Hey there ya'll.... have any of ya'll used this thermometer? http://thermoworks.com/products/handheld/TW8060.html#MoreInfoTab

It looks pretty nice..... but it does cost a few bucks..... jsut wanted ot see if anyone had used it before. I didn't see any reviews of it on the site here.

Thanks

Jeff


----------



## bmudd14474 (Mar 6, 2012)

never used that one. I do have the Thermapen


----------



## jaybls (Mar 6, 2012)

Have a look at this review from Big Wayner's BBQ blog:

http://www.bigwaynerbbq.com/2011/11/22/shane-draper-reviews-the-thermoworks-tw8060/

Hope that helps!


----------



## bama bbq (Mar 6, 2012)

Jaybls said:


> Have a look at this review from Big Wayner's BBQ blog:
> 
> http://www.bigwaynerbbq.com/2011/11/22/shane-draper-reviews-the-thermoworks-tw8060/
> 
> Hope that helps!


Nice review.  The only disadvantage over others I've seen is no remote.


----------



## bossk4hire (Mar 8, 2012)

Thanks for the info.... it looks pretty nice... a bit pricey but really nice.

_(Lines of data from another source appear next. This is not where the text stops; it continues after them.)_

PR #17680, opened 2026-08-05
[Ministop JP] Fix spider

karen-kerr:
- Store data moved off the Next.js page props to a Canly locator API.
- Query it across two geohashes covering Japan (1,668 stores); handle the 24-hour stores.


Cj-Malone:
#17690

PR #17776, opened 2026-08-12
[Erciyes Anadolu Holding TR] Fix spider

karen-kerr:
The `GetProvBrFirms` API dropped the `EMailAddress` field, so the unconditional `pop("EMailAddress")` raised `KeyError` on every record and the spider produced no items.

Removed the email field, and set a `ref` from brand + coordinates (the API exposes no id field, so items were being collapsed by the duplicate filter). Now yields dealers across all three brands (İstikbal, Bellona, Mondi) with coordinates.

## Summary by CodeRabbit

* **Improvements**
  * Store listings now include more consistent branch names.
  * Brand information is applied more reliably to listings and categorization.
  * Store references are generated more consistently using brand and location details.
  * Store listing retrieval is faster, with reduced waiting between requests.
  * Store data processing is more reliable for supported locations.

### DIFF
--- a/locations/spiders/erciyes_anadolu_holding_tr.py
+++ b/locations/spiders/erciyes_anadolu_holding_tr.py
@@ -15,7 +15,7 @@ BRANDS = {
 
 class ErciyesAnadoluHoldingTRSpider(scrapy.Spider):
     name = "erciyes_anadolu_holding_tr"
-    custom_settings = {"DOWNLOAD_DELAY": 2}
+    requires_proxy = "TR"
     start_urls = ["https://brandapi.erciyes.com/api/ContactApi/GetCities"]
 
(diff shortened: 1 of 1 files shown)


karen-kerr:
Setting `requires_proxy = "TR"` here: the store API `brandapi.erciyes.com` is behind Cloudflare that rate-limits datacenter egress with HTTP 429s. From a residential IP the spider crawls all ~1,580 dealers (İstikbal / Bellona / Mondi) cleanly with no rate-limiting; from a datacenter IP the fetch hits 429s. I tested it through a residential proxy — requests succeed, items are returned, and the error ratio is 0 — so residential-proxy routing is required for reliable crawling. The fetch check will be empty until proxying is available.

PR #17780, opened 2026-08-12
[Tractor Supply US] Fix spider

karen-kerr:
The store-details endpoint (`/wcs/resources/store/...`) is Akamai-protected and now times out on every request, so the spider produced no items.

Rewrote against the store sitemap (`sitemap_stores.xml`), parsing each store page's embedded Next.js data. This still requires proxy routing (`requires_proxy = "US"`) to get past Akamai — but it uses the exact store list, ~2,474 requests, down from the previous ~5,868-request 25-mile centroid grid. Now yields ~2,474 US stores with coordinates and hours.

## Summary by CodeRabbit

* **New Features**
  * Store locations are now discovered through store sitemap pages.
  * Store listings include branch details, website information, and opening hours.
* **Bug Fixes**
  * Improved store data extraction from page metadata.
  * Opening hours now support split time ranges and correctly identify closed days.
  * Incomplete or unavailable opening-hours entries are handled more reliably.

### DIFF
--- a/locations/spiders/tractor_supply.py
+++ b/locations/spiders/tractor_supply.py
@@ -1,70 +1,50 @@
-from typing import AsyncIterator
+import json
+from typing import Any, Iterable
 
-from scrapy import Spider
-from scrapy.http import Request
+from scrapy.http import Response
+from scrapy.spiders import SitemapSpider
 
-from locations.geo import point_locations
+from locations.dict_parser import DictParser
 from locations.hours import OpeningHours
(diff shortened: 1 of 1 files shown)


karen-kerr:
Applied the closed-day handling defensively — `set_closed` is now called for a `Closed` value. Note: no Tractor Supply store currently reports a closed day (verified across 200+ stores, all open seven days with `H - H` hours), so this only takes effect if that ever changes.

PR #17807, opened 2026-08-13
[585 Gold RU] Fix spider

karen-kerr:
The sitemap no longer lists per-store pages (only the address index, which server-renders a single city), so the spider produced 0 features in recent runs.

Rewrote as a `JSONBlobSpider` against the JSON API the site's own frontend uses, which returns all stores in one request. Pawnshop-only points are skipped and counted; phones are dropped (only 6 unique numbers across the network — central lines), while per-store email, image, opening hours and full address are collected. `ROBOTSTXT_OBEY` is disabled for this spider: the API lives on a backend subdomain with a blanket `Disallow: /`, while being the data source for the site's public store locator.

## Summary by CodeRabbit

* **New Features**
  * Store listings are now retrieved directly from the provider’s data service.
  * Listings include normalized store details, the first available photo, opening hours, and the jewelry-shop category.
  * Lombard-only locations are excluded from results.
* **Bug Fixes**
  * Improved handling of Russian opening hours and store information.
  * Removed outdated sitemap-based extraction that could produce incomplete or inconsistent listings.

### DIFF
--- a/locations/spiders/zoloto_585_ru.py
+++ b/locations/spiders/zoloto_585_ru.py
@@ -1,27 +1,40 @@
-from typing import Any
+from typing import Iterable
 
-from scrapy.http import Response
-from scrapy.spiders import SitemapSpider
+from scrapy.http import TextResponse
 
+from locations.categories import Categories, apply_category
+from locations.hours import DAYS_RU, NAMED_DAY_RANGES_RU, OpeningHours
 from locations.items import Feature
-from locations.user_agents import BROWSER_DEFAULT
+from locations.json_blob_spider import JSONBlobSpider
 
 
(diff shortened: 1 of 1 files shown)


karen-kerr:
Regarding the review comments: the `addr_full` assignment was indeed dead — `addr_full` is not a key `DictParser` recognises, so the value never reached the item. Removed the line rather than remapping it: `addressFull` is just "г. {city}, {street}", a concatenation of the structured fields the spider already collects (street_address, city, postcode), so a redundant `addr_full` isn't needed.

The other two suggestions are intentionally not applied: `country` is derived by the pipeline from the spider-name suffix, and all 249 image URLs in the source are already unique, so an occurrence-count guard would be dead code here.

PR #231, opened 2024-08-09
DNS matcher

vnxme:
### Summary

This PR introduces a DNS protocol matcher. It allows to multiplex plain DNS (TCP and UDP) with other protocols, and DNS-over-TLS (DoT) with HTTPS or basically any TLS-based protocol. Besides, it provides for packet filtering based on the question section of a DNS request message. E.g. you may allow users to query any records of example.com and deny anything else.

This matcher is based on [miekg/dns](https://github.com/miekg/dns) for DNS message parsing and flags validation. This package is also used by [caddyserver/certmagic](https://github.com/caddyserver/certmagic), so the matcher doesn't add new requirements.

Please note that DNS messages sent via TCP are 2 bytes longer then those sent via UDP. Consequently, if Caddy listens on TCP, it has to proxy DNS messages to TCP upstreams only. The same is true for UDP. No TCP/UDP mixing is allowed.

### Syntax

```
dns {
	<allow|deny> <*|name> [<*|type> [<*|class>]]
	<allow_regexp|deny_regexp> <*|name_pattern> [<*|type_pattern> [<*|class_pattern>]]
	default_deny
	prefer_allow
}
```

### Filtering

- An empty `dns` matcher will match any connection if its bytes look like a DNS request message (with the response bit zeroed).
- Multiple `allow`, `allow_regexp`, `deny` and `deny_regexp` options are supported. Each of them introduces a rule to match against the question section of the DNS request message. This section contains a domain name (ending with a dot, e.g. `example.com.`), a record type (e.g. `A` or `MX`) and a class (e.g. `IN`, meaning the Internet). Use an asterisk (`*`) to skip matching any field.
- If only `allow` and `allow_regexp` rules are provided, the implicit *deny all unless allowed* mode is on. In other words, at least one allow rule must match the question section for the matcher to return true.
-  If only `deny` and `deny_regexp` rules are provided, the implicit *allow all unless denied* mode is on. In other words, no deny rule must match the question section for the matcher to return true.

Not sure if it is water/splash resistant so I'll have to dig further.


----------



## mccaf (May 30, 2012)

I have it nad have used a handful of times. Right now it is back at Thermo works on an RMA to get checked out. I bought the Kit with the Meat probe and the Crocodile clip oven probe. Seems The braided cable got to hot on a flare up when the lid was open and melted the insulation. I will be replacing it however. I could have made another choice I guess but the customer service was pretty good here.  For a few dollars more you can get the Partyq which I think is more bang for your buck.


----------



## soonersmokering (Jun 14, 2013)

My experiences with this product are the complete opposite.  The temperatures are very inaccurate, I have a $141 piece of equipment that sits in a box...


----------